* _Work order_: Please output every entry below precisely as written.

* _Records provided_:
▼
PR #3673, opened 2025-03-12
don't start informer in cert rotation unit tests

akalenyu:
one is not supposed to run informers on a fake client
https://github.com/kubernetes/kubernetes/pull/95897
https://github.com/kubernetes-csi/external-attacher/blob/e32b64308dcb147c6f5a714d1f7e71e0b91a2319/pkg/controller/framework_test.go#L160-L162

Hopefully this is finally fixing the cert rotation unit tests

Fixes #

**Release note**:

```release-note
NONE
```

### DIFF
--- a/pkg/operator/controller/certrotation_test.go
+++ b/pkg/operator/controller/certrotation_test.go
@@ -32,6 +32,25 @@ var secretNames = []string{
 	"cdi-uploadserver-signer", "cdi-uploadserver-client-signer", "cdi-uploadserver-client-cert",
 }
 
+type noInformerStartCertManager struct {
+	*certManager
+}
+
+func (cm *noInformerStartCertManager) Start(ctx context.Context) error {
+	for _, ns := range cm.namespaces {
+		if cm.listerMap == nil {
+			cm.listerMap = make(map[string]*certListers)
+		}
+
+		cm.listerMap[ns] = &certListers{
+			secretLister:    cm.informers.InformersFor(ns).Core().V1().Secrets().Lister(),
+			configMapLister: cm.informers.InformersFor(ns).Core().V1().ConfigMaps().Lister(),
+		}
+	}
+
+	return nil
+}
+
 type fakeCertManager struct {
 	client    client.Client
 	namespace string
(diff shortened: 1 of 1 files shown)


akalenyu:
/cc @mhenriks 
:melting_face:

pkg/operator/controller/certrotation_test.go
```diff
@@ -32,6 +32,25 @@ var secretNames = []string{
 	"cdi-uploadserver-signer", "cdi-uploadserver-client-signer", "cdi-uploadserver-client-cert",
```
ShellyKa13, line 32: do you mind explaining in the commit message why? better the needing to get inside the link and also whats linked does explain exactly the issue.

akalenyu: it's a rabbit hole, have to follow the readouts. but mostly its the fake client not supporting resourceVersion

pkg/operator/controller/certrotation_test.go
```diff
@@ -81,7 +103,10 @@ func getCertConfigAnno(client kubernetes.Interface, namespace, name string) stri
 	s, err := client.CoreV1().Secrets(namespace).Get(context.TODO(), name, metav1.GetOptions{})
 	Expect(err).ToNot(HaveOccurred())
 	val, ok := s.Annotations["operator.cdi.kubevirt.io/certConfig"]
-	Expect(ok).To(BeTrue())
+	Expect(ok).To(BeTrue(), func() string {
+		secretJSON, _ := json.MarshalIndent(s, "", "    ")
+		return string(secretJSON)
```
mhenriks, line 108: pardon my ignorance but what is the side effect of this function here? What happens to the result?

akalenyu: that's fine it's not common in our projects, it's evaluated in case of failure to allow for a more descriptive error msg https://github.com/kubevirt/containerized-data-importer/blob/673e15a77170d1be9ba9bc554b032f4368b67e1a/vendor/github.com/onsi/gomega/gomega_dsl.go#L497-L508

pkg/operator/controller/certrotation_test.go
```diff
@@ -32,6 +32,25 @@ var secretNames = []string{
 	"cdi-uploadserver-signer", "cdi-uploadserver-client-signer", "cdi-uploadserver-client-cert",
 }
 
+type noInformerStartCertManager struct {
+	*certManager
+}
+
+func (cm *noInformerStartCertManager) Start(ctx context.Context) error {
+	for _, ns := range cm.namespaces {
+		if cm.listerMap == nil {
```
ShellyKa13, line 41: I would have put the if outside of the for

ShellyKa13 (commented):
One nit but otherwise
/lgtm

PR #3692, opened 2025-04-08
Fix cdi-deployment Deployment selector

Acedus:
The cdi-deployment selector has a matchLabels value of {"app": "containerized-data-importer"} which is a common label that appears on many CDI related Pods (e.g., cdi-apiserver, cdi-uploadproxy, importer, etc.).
▲
* _Solution below_:
PR #3673, opened 2025-03-12
don't start informer in cert rotation unit tests

akalenyu:
one is not supposed to run informers on a fake client
https://github.com/kubernetes/kubernetes/pull/95897
https://github.com/kubernetes-csi/external-attacher/blob/e32b64308dcb147c6f5a714d1f7e71e0b91a2319/pkg/controller/framework_test.go#L160-L162

Hopefully this is finally fixing the cert rotation unit tests

Fixes #

**Release note**:

```release-note
NONE
```

### DIFF
--- a/pkg/operator/controller/certrotation_test.go
+++ b/pkg/operator/controller/certrotation_test.go
@@ -32,6 +32,25 @@ var secretNames = []string{
 	"cdi-uploadserver-signer", "cdi-uploadserver-client-signer", "cdi-uploadserver-client-cert",
 }
 
+type noInformerStartCertManager struct {
+	*certManager
+}
+
+func (cm *noInformerStartCertManager) Start(ctx context.Context) error {
+	for _, ns := range cm.namespaces {
+		if cm.listerMap == nil {
+			cm.listerMap = make(map[string]*certListers)
+		}
+
+		cm.listerMap[ns] = &certListers{
+			secretLister:    cm.informers.InformersFor(ns).Core().V1().Secrets().Lister(),
+			configMapLister: cm.informers.InformersFor(ns).Core().V1().ConfigMaps().Lister(),
+		}
+	}
+
+	return nil
+}
+
 type fakeCertManager struct {
 	client    client.Client
 	namespace string
(diff shortened: 1 of 1 files shown)


akalenyu:
/cc @mhenriks 
:melting_face:

pkg/operator/controller/certrotation_test.go
```diff
@@ -32,6 +32,25 @@ var secretNames = []string{
 	"cdi-uploadserver-signer", "cdi-uploadserver-client-signer", "cdi-uploadserver-client-cert",
```
ShellyKa13, line 32: do you mind explaining in the commit message why? better the needing to get inside the link and also whats linked does explain exactly the issue.

akalenyu: it's a rabbit hole, have to follow the readouts. but mostly its the fake client not supporting resourceVersion

pkg/operator/controller/certrotation_test.go
```diff
@@ -81,7 +103,10 @@ func getCertConfigAnno(client kubernetes.Interface, namespace, name string) stri
 	s, err := client.CoreV1().Secrets(namespace).Get(context.TODO(), name, metav1.GetOptions{})
 	Expect(err).ToNot(HaveOccurred())
 	val, ok := s.Annotations["operator.cdi.kubevirt.io/certConfig"]
-	Expect(ok).To(BeTrue())
+	Expect(ok).To(BeTrue(), func() string {
+		secretJSON, _ := json.MarshalIndent(s, "", "    ")
+		return string(secretJSON)
```
mhenriks, line 108: pardon my ignorance but what is the side effect of this function here? What happens to the result?

akalenyu: that's fine it's not common in our projects, it's evaluated in case of failure to allow for a more descriptive error msg https://github.com/kubevirt/containerized-data-importer/blob/673e15a77170d1be9ba9bc554b032f4368b67e1a/vendor/github.com/onsi/gomega/gomega_dsl.go#L497-L508

pkg/operator/controller/certrotation_test.go
```diff
@@ -32,6 +32,25 @@ var secretNames = []string{
 	"cdi-uploadserver-signer", "cdi-uploadserver-client-signer", "cdi-uploadserver-client-cert",
 }
 
+type noInformerStartCertManager struct {
+	*certManager
+}
+
+func (cm *noInformerStartCertManager) Start(ctx context.Context) error {
+	for _, ns := range cm.namespaces {
+		if cm.listerMap == nil {
```
ShellyKa13, line 41: I would have put the if outside of the for

ShellyKa13 (commented):
One nit but otherwise
/lgtm

PR #3692, opened 2025-04-08
Fix cdi-deployment Deployment selector

Acedus:
The cdi-deployment selector has a matchLabels value of {"app": "containerized-data-importer"} which is a common label that appears on many CDI related Pods (e.g., cdi-apiserver, cdi-uploadproxy, importer, etc.).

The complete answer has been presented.